- _What you need to do_:
A precise repetition of every line below is the required answer.

__________

PR #24, opened 2021-07-14
APM-313572 validate ActiveGate state before starting deployment

sq2gxo:


dynatrace-aws-logs.sh
```diff
@@ -91,6 +91,19 @@ arguments:
...
+  function check_activegate_state() {
+    if ACTIVE_GATE_STATE=$(curl -ksS "${TARGET_URL}/rest/health" --connect-timeout 20); then
+      if [[ "$ACTIVE_GATE_STATE" != "RUNNING" ]]
+      then
+        echo -e ""
+        echo -e "\e[91mERROR: \e[37mActiveGate endpoint is not reporting RUNNING state. Please verify provided values for parameter: --target-url (${TARGET_URL})."
+        exit 1
+      fi
+    else
+        echo -e "\e[93mWARNING: \e[37mFailed to connect to ActiveGate url $TARGET_URL to check state. It can be ignored if ActiveGate does not allow public access."
```
mmajcher, line 103: For AWS, existingAG option requires AG with public access. So this would be error + exit 1

dynatrace-aws-logs.sh
```diff
@@ -214,11 +227,17 @@ EOF
   fi
 
   TARGET_URL=$(echo "$TARGET_URL" | sed 's:/*$::')
+
+  if [[ "$USE_EXISTING_ACTIVE_GATE" == "true" ]]; then
+    check_activegate_state
+  fi
```
dt-be, line 233: I'd move it 239 after Marysia's check_log_ingest_url - it seems to me to make sense to verify the TARGET_URL format first  & there's the same if

dynatrace-aws-logs.sh
sq2gxo: why then in line 120 we do not have exit?
should I change both places?

mmajcher: Good question, I think in 120 the thought was that AG could be only exposing publicly one endpoint (for logs ingest). So following this approach this here should be a Warning.
To be honest I am not sure what approach we should take. It is tempting but also not most secure to ask for full public access. 
What do you think?

I think @mswiatkowska added somewhere another check that sends test log to given existingAG, is this check then not a duplicate?
Anyhow, assuming we have this check I described here it seems safe to leave this Warning as is.

dynatrace-aws-logs.sh
sq2gxo: Verification of URL pattern is in line 224 - above.

I think current order is correct as it starts from basic check into final log ingest check (next check is depending on conditions checked in previous one):
- check ActiveGte status
- check token permission
- try to ingest test log line

dynatrace-aws-logs.sh
sq2gxo: there are three check in case of using existing activegate to provide more detailed feedback to user what is not ok,
starting from basic check into final log ingest check (next check result depends on conditions checked in previous one):
check ActiveGte status (check_activegate_state)
check token permission (check_api_token)
try to ingest test log line (check_log_ingest_url)

mmajcher: OK this looks very nice. We have error+exit 1 on check_log_ingest_url and it is 100% enough. So this line here is good as warning 👍

mmajcher:
Just FYI, those improvements seem really needed: 
https://dev-jira.dynatrace.org/browse/APM-313681
Customer set up AG but did not assign public IP and did not expose to the internet

dynatrace-aws-logs.sh
dt-be: Missed it, thanks.

dt-be (approved):

mmajcher (approved):

mswiatkowska (approved):

wojtasskorcz (approved):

__________

- _Answer box_:
PR #24, opened 2021-07-14
APM-313572 validate ActiveGate state before starting deployment

sq2gxo:


dynatrace-aws-logs.sh
```diff
@@ -91,6 +91,19 @@ arguments:
...
+  function check_activegate_state() {
+    if ACTIVE_GATE_STATE=$(curl -ksS "${TARGET_URL}/rest/health" --connect-timeout 20); then
+      if [[ "$ACTIVE_GATE_STATE" != "RUNNING" ]]
+      then
+        echo -e ""
+        echo -e "\e[91mERROR: \e[37mActiveGate endpoint is not reporting RUNNING state. Please verify provided values for parameter: --target-url (${TARGET_URL})."
+        exit 1
+      fi
+    else
+        echo -e "\e[93mWARNING: \e[37mFailed to connect to ActiveGate url $TARGET_URL to check state. It can be ignored if ActiveGate does not allow public access."
```
mmajcher, line 103: For AWS, existingAG option requires AG with public access. So this would be error + exit 1

dynatrace-aws-logs.sh
```diff
@@ -214,11 +227,17 @@ EOF
   fi
 
   TARGET_URL=$(echo "$TARGET_URL" | sed 's:/*$::')
+
+  if [[ "$USE_EXISTING_ACTIVE_GATE" == "true" ]]; then
+    check_activegate_state
+  fi
```
dt-be, line 233: I'd move it 239 after Marysia's check_log_ingest_url - it seems to me to make sense to verify the TARGET_URL format first  & there's the same if

dynatrace-aws-logs.sh
sq2gxo: why then in line 120 we do not have exit?
should I change both places?

mmajcher: Good question, I think in 120 the thought was that AG could be only exposing publicly one endpoint (for logs ingest). So following this approach this here should be a Warning.
To be honest I am not sure what approach we should take. It is tempting but also not most secure to ask for full public access. 
What do you think?

I think @mswiatkowska added somewhere another check that sends test log to given existingAG, is this check then not a duplicate?
Anyhow, assuming we have this check I described here it seems safe to leave this Warning as is.

dynatrace-aws-logs.sh
sq2gxo: Verification of URL pattern is in line 224 - above.

I think current order is correct as it starts from basic check into final log ingest check (next check is depending on conditions checked in previous one):
- check ActiveGte status
- check token permission
- try to ingest test log line

dynatrace-aws-logs.sh
sq2gxo: there are three check in case of using existing activegate to provide more detailed feedback to user what is not ok,
starting from basic check into final log ingest check (next check result depends on conditions checked in previous one):
check ActiveGte status (check_activegate_state)
check token permission (check_api_token)
try to ingest test log line (check_log_ingest_url)

mmajcher: OK this looks very nice. We have error+exit 1 on check_log_ingest_url and it is 100% enough. So this line here is good as warning 👍

mmajcher:
Just FYI, those improvements seem really needed: 
https://dev-jira.dynatrace.org/browse/APM-313681
Customer set up AG but did not assign public IP and did not expose to the internet

dynatrace-aws-logs.sh
dt-be: Missed it, thanks.

dt-be (approved):

mmajcher (approved):

mswiatkowska (approved):

wojtasskorcz (approved):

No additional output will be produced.